- _Exercise_: The expected answer is the complete listing, reproduced character for character.

━━━━━━━━━━━━━━━━━━━━

Issue #565, opened 2016-10-19
Instant change: Public/Private toggle


DaleMcGrew:
Currently when you click the public/private toggle, it does not change until we get a response back from the API server.  Update the click handler to instantly change the public/private toggle so we don't have to wait until the API server response.

DaleMcGrew:
Verified

Issue #564, opened 2016-10-19
Instant change: Follow org


DaleMcGrew:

━━━━━━━━━━━━━━━━━━━━

- _Your solution_:
Issue #565, opened 2016-10-19
Instant change: Public/Private toggle


DaleMcGrew:
Currently when you click the public/private toggle, it does not change until we get a response back from the API server.  Update the click handler to instantly change the public/private toggle so we don't have to wait until the API server response.

DaleMcGrew:
Verified

Issue #564, opened 2016-10-19
Instant change: Follow org


DaleMcGrew:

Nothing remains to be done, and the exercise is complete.